### About this task
Return all of the material that follows, keeping each line exactly as it is.

### Data supplied
============
Issue #128, opened 2015-10-06
Support collection.as_dataframe()


tavinathanson:
I think we had that logic and it somehow disappeared?

PR #150, opened 2016-05-12
Add as_dataframe to EffectCollection

arahuja:
This adds an `as_dataframe` to EffectCollection - happy to add or rename any columns.

Also, a few helper properties to `Variant` that I have been using:
- `is_snv`
- `is_transition`
- `is_transversion`

---
This change is [Reviewable](https://reviewable.io/reviews/hammerlab/varcode/150)

### DIFF
--- a/varcode/effect_collection.py
+++ b/varcode/effect_collection.py
@@ -14,6 +14,7 @@
 
 from __future__ import print_function, division, absolute_import
 from collections import Counter, OrderedDict
+import pandas as pd
 
 from typechecks import require_iterable_of
 
@@ -262,3 +263,26 @@ class EffectCollection(Collection):
         for effect in self:
             counter[effect.gene_name] += 1
         return counter
+
+    def to_dataframe(self):
+        """Build a dataframe from the effect collection"""
+        def row_from_effect(effect):
+            row = {}
+            row['chr'] = effect.variant.contig
+            row['position'] = effect.variant.start
+            row['ref'] = effect.variant.ref
+            row['alt'] = effect.variant.alt
+            row['gene_id'] = effect.gene_id
+            row['gene_name'] = effect.gene_name
+            row['transcript_id'] = effect.transcript_id
+            row['transcript_name'] = effect.transcript_name
+            row['variant'] = str(effect.variant)
+            row['is_snv'] = effect.variant.is_snv
+            row['is_indel'] = effect.variant.is_indel
+            row['is_transversion'] = effect.variant.is_transversion
+            row['is_transition'] = effect.variant.is_transition
+            row['effect'] = str(effect)
+            row['effect_type'] = effect.__class__.__name__
+            row['effect_description'] = effect.short_description
+            return row
+        return pd.DataFrame.from_records([row_from_effect(effect) for effect in self])
--- a/varcode/effect_collection.py
+++ b/varcode/effect_collection.py
@@ -268,8 +268,8 @@ class EffectCollection(Collection):
         """Build a dataframe from the effect collection"""
         def row_from_effect(effect):
             row = {}
-            row['chr'] = effect.variant.contig
-            row['position'] = effect.variant.start
+            row['contig'] = effect.variant.contig
+            row['start'] = effect.variant.start
             row['ref'] = effect.variant.ref
             row['alt'] = effect.variant.alt
             row['gene_id'] = effect.gene_id
--- a/test/test_effect_collection.py
+++ b/test/test_effect_collection.py
@@ -1,0 +1,26 @@
+# Copyright (c) 2016. Mount Sinai School of Medicine
+#
+# Licensed under the Apache License, Version 2.0 (the "License");
+# you may not use this file except in compliance with the License.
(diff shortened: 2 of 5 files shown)


iskandr:
Very slight nitpick: what do you think of `to_dataframe` instead of `as_dataframe`? It feels slightly more "pythonic" and seems to be the preferred method name for other projects: [BigQuery](http://googlecloudplatform.github.io/datalab/gcp.bigquery.html#gcp.bigquery.Query.to_dataframe), [django-pandas](https://pypi.python.org/pypi/django-pandas), [xarray](http://xarray.pydata.org/en/v0.7.1/generated/xarray.Dataset.to_dataframe.html?highlight=to_dataframe).

arahuja:
Ah yea, I like `to_dataframe` as well, but wanted to match the issue #150

tavinathanson:
Issue https://github.com/hammerlab/varcode/issues/128?

arahuja:
Yes, updated, I meant #128

varcode/effect_collection.py
```diff
@@ -262,3 +263,26 @@ def gene_counts(self):
...
+            row['alt'] = effect.variant.alt
+            row['gene_id'] = effect.gene_id
+            row['gene_name'] = effect.gene_name
+            row['transcript_id'] = effect.transcript_id
+            row['transcript_name'] = effect.transcript_name
+            row['variant'] = str(effect.variant)
+            row['is_indel'] = effect.variant.is_indel
+            row['is_transversion'] = effect.variant.is_transversion
+            row['is_transition'] = effect.variant.is_transition
+            row['is_transversion'] = effect.variant.is_transversion
```
iskandr: Twice?

varcode/effect_collection.py
```diff
@@ -262,3 +263,26 @@ def gene_counts(self):
...
+            row['chr'] = effect.variant.contig
+            row['position'] = effect.variant.start
+            row['ref'] = effect.variant.ref
+            row['alt'] = effect.variant.alt
+            row['gene_id'] = effect.gene_id
+            row['gene_name'] = effect.gene_name
+            row['transcript_id'] = effect.transcript_id
+            row['transcript_name'] = effect.transcript_name
+            row['variant'] = str(effect.variant)
+            row['is_indel'] = effect.variant.is_indel
```
iskandr: Worth adding 'is_snv' alongside 'is_indel?

varcode/effect_collection.py
arahuja: Woops, fixed

arahuja:
@iskandr seem to be running into the problem you have on pyensembl, where the py 2.7 tests on Travis on failing with ```The command "nosetests test --with-coverage --cover-package=varcode && ./lint.sh" exited with 137.```

iskandr:
@arahuja Should be fixed now but have to wait for Travis to run. The problem was that I was decoding byte strings into ASCII, which does the sane thing under Python 3 but under Python 3 switches from `str` to a fatter `unicode` representation which uses 2 (or 4!) times as much space per character. The big dictionaries of transcript sequences are about ~200-300mb each per release, so with 4x larger characters it's easy to imagine how we blow through Travis's 3gb limit.

arahuja:
@iskandr Looks to be passing now

arahuja:
@iskandr Good to merge?

iskandr:
@arahuja Definitely

varcode/effect_collection.py
```diff
@@ -262,3 +263,26 @@ def gene_counts(self):
         for effect in self:
             counter[effect.gene_name] += 1
         return counter
+
+    def to_dataframe(self):
+        """Build a dataframe from the effect collection"""
+        def row_from_effect(effect):
+            row = {}
+            row['chr'] = effect.variant.contig
+            row['position'] = effect.variant.start
```
timodonnell: might make sense to be clear here about the coordinate system, e.g. call it `inclusive_start`. Just a suggestion, feel free to ignore

varcode/effect_collection.py
```diff
@@ -262,3 +263,26 @@ def gene_counts(self):
         for effect in self:
             counter[effect.gene_name] += 1
         return counter
+
+    def to_dataframe(self):
+        """Build a dataframe from the effect collection"""
+        def row_from_effect(effect):
+            row = {}
+            row['chr'] = effect.variant.contig
```
timodonnell: I think `contig` might be better than `chr`. Also, I'd suggest including the reference genome in each row (e.g. a column called `genome` that gets set to `grch37` in every row)

timodonnell:
these are the column names i've been using. Not necessary to match them but just fwiw https://github.com/hammerlab/varlens/blob/master/varlens/variants_util.py#L26

varcode/effect_collection.py
arahuja: Yea, I think it's best to match the varcode field names

varcode/effect_collection.py
arahuja: Similarly, I'll make it match the varcode field names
============
### Response area
Issue #128, opened 2015-10-06
Support collection.as_dataframe()


tavinathanson:
I think we had that logic and it somehow disappeared?

PR #150, opened 2016-05-12
Add as_dataframe to EffectCollection

arahuja:
This adds an `as_dataframe` to EffectCollection - happy to add or rename any columns.

Also, a few helper properties to `Variant` that I have been using:
- `is_snv`
- `is_transition`
- `is_transversion`

---
This change is [Reviewable](https://reviewable.io/reviews/hammerlab/varcode/150)

### DIFF
--- a/varcode/effect_collection.py
+++ b/varcode/effect_collection.py
@@ -14,6 +14,7 @@
 
 from __future__ import print_function, division, absolute_import
 from collections import Counter, OrderedDict
+import pandas as pd
 
 from typechecks import require_iterable_of
 
@@ -262,3 +263,26 @@ class EffectCollection(Collection):
         for effect in self:
             counter[effect.gene_name] += 1
         return counter
+
+    def to_dataframe(self):
+        """Build a dataframe from the effect collection"""
+        def row_from_effect(effect):
+            row = {}
+            row['chr'] = effect.variant.contig
+            row['position'] = effect.variant.start
+            row['ref'] = effect.variant.ref
+            row['alt'] = effect.variant.alt
+            row['gene_id'] = effect.gene_id
+            row['gene_name'] = effect.gene_name
+            row['transcript_id'] = effect.transcript_id
+            row['transcript_name'] = effect.transcript_name
+            row['variant'] = str(effect.variant)
+            row['is_snv'] = effect.variant.is_snv
+            row['is_indel'] = effect.variant.is_indel
+            row['is_transversion'] = effect.variant.is_transversion
+            row['is_transition'] = effect.variant.is_transition
+            row['effect'] = str(effect)
+            row['effect_type'] = effect.__class__.__name__
+            row['effect_description'] = effect.short_description
+            return row
+        return pd.DataFrame.from_records([row_from_effect(effect) for effect in self])
--- a/varcode/effect_collection.py
+++ b/varcode/effect_collection.py
@@ -268,8 +268,8 @@ class EffectCollection(Collection):
         """Build a dataframe from the effect collection"""
         def row_from_effect(effect):
             row = {}
-            row['chr'] = effect.variant.contig
-            row['position'] = effect.variant.start
+            row['contig'] = effect.variant.contig
+            row['start'] = effect.variant.start
             row['ref'] = effect.variant.ref
             row['alt'] = effect.variant.alt
             row['gene_id'] = effect.gene_id
--- a/test/test_effect_collection.py
+++ b/test/test_effect_collection.py
@@ -1,0 +1,26 @@
+# Copyright (c) 2016. Mount Sinai School of Medicine
+#
+# Licensed under the Apache License, Version 2.0 (the "License");
+# you may not use this file except in compliance with the License.
(diff shortened: 2 of 5 files shown)


iskandr:
Very slight nitpick: what do you think of `to_dataframe` instead of `as_dataframe`? It feels slightly more "pythonic" and seems to be the preferred method name for other projects: [BigQuery](http://googlecloudplatform.github.io/datalab/gcp.bigquery.html#gcp.bigquery.Query.to_dataframe), [django-pandas](https://pypi.python.org/pypi/django-pandas), [xarray](http://xarray.pydata.org/en/v0.7.1/generated/xarray.Dataset.to_dataframe.html?highlight=to_dataframe).

arahuja:
Ah yea, I like `to_dataframe` as well, but wanted to match the issue #150

tavinathanson:
Issue https://github.com/hammerlab/varcode/issues/128?

arahuja:
Yes, updated, I meant #128

varcode/effect_collection.py
```diff
@@ -262,3 +263,26 @@ def gene_counts(self):
...
+            row['alt'] = effect.variant.alt
+            row['gene_id'] = effect.gene_id
+            row['gene_name'] = effect.gene_name
+            row['transcript_id'] = effect.transcript_id
+            row['transcript_name'] = effect.transcript_name
+            row['variant'] = str(effect.variant)
+            row['is_indel'] = effect.variant.is_indel
+            row['is_transversion'] = effect.variant.is_transversion
+            row['is_transition'] = effect.variant.is_transition
+            row['is_transversion'] = effect.variant.is_transversion
```
iskandr: Twice?

varcode/effect_collection.py
```diff
@@ -262,3 +263,26 @@ def gene_counts(self):
...
+            row['chr'] = effect.variant.contig
+            row['position'] = effect.variant.start
+            row['ref'] = effect.variant.ref
+            row['alt'] = effect.variant.alt
+            row['gene_id'] = effect.gene_id
+            row['gene_name'] = effect.gene_name
+            row['transcript_id'] = effect.transcript_id
+            row['transcript_name'] = effect.transcript_name
+            row['variant'] = str(effect.variant)
+            row['is_indel'] = effect.variant.is_indel
```
iskandr: Worth adding 'is_snv' alongside 'is_indel?

varcode/effect_collection.py
arahuja: Woops, fixed

arahuja:
@iskandr seem to be running into the problem you have on pyensembl, where the py 2.7 tests on Travis on failing with ```The command "nosetests test --with-coverage --cover-package=varcode && ./lint.sh" exited with 137.```

iskandr:
@arahuja Should be fixed now but have to wait for Travis to run. The problem was that I was decoding byte strings into ASCII, which does the sane thing under Python 3 but under Python 3 switches from `str` to a fatter `unicode` representation which uses 2 (or 4!) times as much space per character. The big dictionaries of transcript sequences are about ~200-300mb each per release, so with 4x larger characters it's easy to imagine how we blow through Travis's 3gb limit.

arahuja:
@iskandr Looks to be passing now

arahuja:
@iskandr Good to merge?

iskandr:
@arahuja Definitely

varcode/effect_collection.py
```diff
@@ -262,3 +263,26 @@ def gene_counts(self):
         for effect in self:
             counter[effect.gene_name] += 1
         return counter
+
+    def to_dataframe(self):
+        """Build a dataframe from the effect collection"""
+        def row_from_effect(effect):
+            row = {}
+            row['chr'] = effect.variant.contig
+            row['position'] = effect.variant.start
```
timodonnell: might make sense to be clear here about the coordinate system, e.g. call it `inclusive_start`. Just a suggestion, feel free to ignore

varcode/effect_collection.py
```diff
@@ -262,3 +263,26 @@ def gene_counts(self):
         for effect in self:
             counter[effect.gene_name] += 1
         return counter
+
+    def to_dataframe(self):
+        """Build a dataframe from the effect collection"""
+        def row_from_effect(effect):
+            row = {}
+            row['chr'] = effect.variant.contig
```
timodonnell: I think `contig` might be better than `chr`. Also, I'd suggest including the reference genome in each row (e.g. a column called `genome` that gets set to `grch37` in every row)

timodonnell:
these are the column names i've been using. Not necessary to match them but just fwiw https://github.com/hammerlab/varlens/blob/master/varlens/variants_util.py#L26

varcode/effect_collection.py
arahuja: Yea, I think it's best to match the varcode field names

varcode/effect_collection.py
arahuja: Similarly, I'll make it match the varcode field names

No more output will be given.